▶ _Supplied records_:

PR #5838, opened 2021-04-14
Release v1.3.0-rc.1 for kubeflow/kubeflow

yanniszark:
Follow release procedure to release images and manifests for version `v1.3.0-rc.1`

/hold

to allow for reviews


kimwnasptd:
/lgtm

I also run `git grep images -- '*kustomization.yaml'` to ensure we've touched all the kustomization files and this seems to be the case. Thanks for the PR @yanniszark!

The next step will be to make a PR to [releasing](https://github.com/kubeflow/kubeflow/tree/master/releasing) in order to recreate images for the new RC right?

yanniszark:
> The next step will be to make a PR to releasing in order to recreate images for the new RC right?

Nope, I did it as part of this PR.
Next step is to tag the merged commit as `v1.3.0-rc.1`

PR #5848, opened 2021-04-19
fix(profile-controller): KNative probes

Subreptivus:
This PR fixes the KNative's `activator` and `controller` probes on `/healthz`, `/metrics` paths on workloads for KFServing

/assign @yanniszark

### DIFF
--- a/components/profile-controller/controllers/profile_controller.go
+++ b/components/profile-controller/controllers/profile_controller.go
@@ -365,6 +365,22 @@ func (r *ProfileReconciler) getAuthorizationPolicy(profileIns *profilev1.Profile
 					},
 				},
 			},
+			{
+				To: []*istioSecurity.Rule_To{
+					{
+						Operation: &istioSecurity.Operation{
+							// Workloads pathes should be accessible for KNative's
+							// `activator` and `controller` probes
+							// See: https://knative.dev/docs/serving/istio-authorization/#allowing-access-from-system-pods-by-paths
+							Paths: []string{
+								"/healthz",
+								"/metrics",
+								"/wait-for-drain",
+							},
+						},
+					},
+				},
+			},
 		},
 	}
 }


yanniszark:
Thanks @Subreptivus!
@StefanoFioravanzo @kimwnasptd I think we should take a look after the release and check why Knative needs these probes and how it uses them. (for example, why not use the health/readiness check of the pod)

Subreptivus:
Hey @yanniszark @StefanoFioravanzo @kimwnasptd it's actually kind of hot-fix for this very release (v1.3).
And those probes are needed for KNative's activator and controller. Without them workload will never become reachable from outside (with 502 error), as both probes will be failing with 403 error.
And to have it independent from `KFServing/KNative` parts deployment I didn't want to hardcode `knative-serving` namespace or something like that. In my opinion paths like `/healthz` and `/metrics` should be harmless to expose.

DavidSpek:
@Subreptivus Just so you know, the manifests for KNative and cert-manager included with release 1.3 do not fulfill the requirements of the KFServing deployment so I think that might be a more important issue for you. Specifically, KFServing requires KNative v0.17.4+ and cert-manager v0.12.0+, while the provided manifests are for v0.14.2 and v0.11.0. If you are using the GCP blueprints or [deploy the with Argo CD](https://github.com/argoflow/argoflow) the manifests have been updated.

yanniszark:
@subreptivus thanks for opening the PR! I agree this is something we should fix going forward.
Since:
- This issue is present in previous versions of Kubeflow as well (and not a regression).
- We shouldn't be making security-critical decisions in the last minute.

I'm inclined to push this to 1.4, since the plan is still to cut 1.3.0 today.

We can start by amending KFServing's docs to make it clear that users should add the necessary annotation to their InferenceServices to disable sidecar injection, or include a policy in case they want to enable it. Then, we can discuss and agree on the best way to enable working sidecar-injected inferenceservices by default.

Subreptivus:
> @Subreptivus Just so you know, the manifests for KNative and cert-manager included with release 1.3 do not fulfill the requirements of the KFServing deployment so I think that might be a more important issue for you. Specifically, KFServing requires KNative v0.17.4+ and cert-manager v0.12.0+, while the provided manifests are for v0.14.2 and v0.11.0. If you are using the GCP blueprints or [deploy the with Argo CD](https://github.com/argoflow/argoflow) the manifests have been updated.

Thanks for comment, yet actually with probes fixed KFServing from v1.3 is working fine for us. Wwe aren't relying on manifests for Cert-manager from kubeflow/manifests, but we're using KFServing and KNative deployment manifests from mentioned source.

As for `deploy with Argo CD`, we sow that approach, yet we would like to stick to upstream manifests repo. We are using ArgoCD for deploying Kubeflow since v0.7 if not earlier, and we're "backing" it with a lot of changes which is easier to do on top of manifests repo (especially with new plain Kustomize approach) rather than argoflow repo.

DavidSpek:
@Subreptivus The Argo CD deployment is using the upstream manifests from each component directly rather than the manifests repo to make it easier upgrade the individual components according to their individual release cadence (such as pipelines).

thesuperzapper:
@yanniszark I think this PR is ready to merge

I believe this is critical to fix user-namespaced `InferenceService` in kfserving, which will never become "healthy" in `1.3.0` if you don't add the following `AuthorizationPolicy` (which is what this PR makes the controller do):
```yaml
kind: AuthorizationPolicy
metadata:
  name: allow-knative-serving-metrics
  namespace: user-XXXXX
spec:
  action: ALLOW
  rules:
  - to:
    - operation:
        paths:
        - /metrics   # The path to collect metrics by system pod.
        - /healthz 
```

yanniszark:
> I believe this is critical to fix user-namespaced InferenceService in kfserving

I agree that we should address this issue, so that examples with InferenceServices work by default.
However, let's make sure we do it right. Aka, start an issue, explain the problem, ask the KFServing people for advice.
I opened https://github.com/kubeflow/kubeflow/issues/5965 for this purpose, so let's continue the discussion there.
Once we agree, we can quickly implement it in code.

yanniszark:
@Subreptivus thanks again for your PR. After testing it, I confirm that:
- Knative's autoscaler works as expected, no more errors in logs.
- Users can get KFServing predictions through the public ingress (istio ingressgateway), by following this workaround to get an authservice session: https://github.com/kubeflow/kfserving/blob/master/docs/samples/istio-dex/README.md#authentication

I have also confirmed something that does NOT work:
- Users can NOT get KFServing predictions through the cluster-local ingress (cluster-local-gateway). There is no rule allowing traffic FROM the cluster-local-gateway TO Pods in user namespaces. This seems related to https://github.com/kubeflow/kfserving/issues/1371.

Since this PR partially fixes KFServing for Kubeflow Profiles, let's merge and continue discussing the cluster-internal case in https://github.com/kubeflow/kubeflow/issues/5965

### Next Steps

I have made a review branch with my proposed changes: https://github.com/arrikto/kubeflow/tree/equinor/master-rev
Namely:
- Update the commit message. Please see my review commit for the proposed message.
- Add a comment linking to the Knative instructions in the code.

If you agree, please push these changes and ping me again to merge. Thanks!

Subreptivus:
Hey @yanniszark!
I have unpleasant experience on trying to merge anything into either of Kubeflow components, and if you already have everything ready within your review branch, then go ahead and merge your branch. Then you can close this PR, or I can do that.
I don't care from whom those commits will be made, I only care about functionality and not carrying out our own custom images.

yanniszark:
@Subreptivus I'm sorry to hear that and I hope we can begin to rectify that experience.
The reason I use a review branch is to have everything ready in code, so it's easy to see what I describe.
To conclude the review, all you need to do is:

1. Fetch the review branch:
```sh
git remote add arrikto https://github.com/arrikto/kubeflow.git
git fetch --all
```

2. Diff the review branch against yours and see that you agree with the changes:
```sh
git diff arrikto/equinor/master-rev
git log arrikto/equinor/master-rev
```

3. If you agree, you can cherry-pick my changes ontop, as I have structured them as a separate commit:
```sh
git cherry-pick arrikto/equinor/master-rev
```

4. Squash my review commit with yours and keep the updated message:
```sh
# Mark the review commit as `s`
git rebase -i HEAD~2
```

Of course, I can do all of these, but I want to ensure we can work together on PRs now and in the future.
Let me know if there is anything else that is blocking or giving you trouble.

yanniszark:
@Subreptivus thanks a lot!
I see that you have added two new paths that we have not discussed in the issue:
- `/ready`
- `/wait-for-drain`

Could you elaborate? We found the other paths in Knative's docs: https://knative.dev/docs/serving/istio-authorization/#allowing-access-from-system-pods-by-paths

In addition, the comment about knative is in the wrong spot.
That's my mistake, could you bring it over the knative-related rule?

Subreptivus:
Right, it was resting in my local branch and I was focusing on another fix for metadata component and obviously made it slip into commit. So about those new paths, I've just made a list of paths which KNative components were trying to reach and got permission denied error while ago. I've found some explanation about `/wait-for-drain` one in issues and in the code: https://github.com/knative/serving/blob/main/pkg/reconciler/serverlessservice/resources/services.go#L148-L154, but I haven't found anything about `/ready` one.
So during the move of comment to proper place I can remove those paths as well.

yanniszark:
@Subreptivus thanks!
I was able to reproduce the `/wait-for-drain` access denied log by deleting a Knative Pod and watching the logs.
Let's include it in the list of paths and let upstream Knative know, so they can improve their docs (I can open that one).
As for `/ready`, do you have any way to reproduce? I couldn't find any reference in Knative's code.

Subreptivus:
Let's skip it for now, I don't recall what I was doing to get that error.

yanniszark:
@Subreptivus thanks a lot :D 
/lgtm
/approve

▶ _Problem details_:
For each line in the material above that contains the string "namespaced", make a copy.

▶ _Output_:
I believe this is critical to fix user-namespaced `InferenceService` in kfserving, which will never become "healthy" in `1.3.0` if you don't add the following `AuthorizationPolicy` (which is what this PR makes the controller do):
> I believe this is critical to fix user-namespaced InferenceService in kfserving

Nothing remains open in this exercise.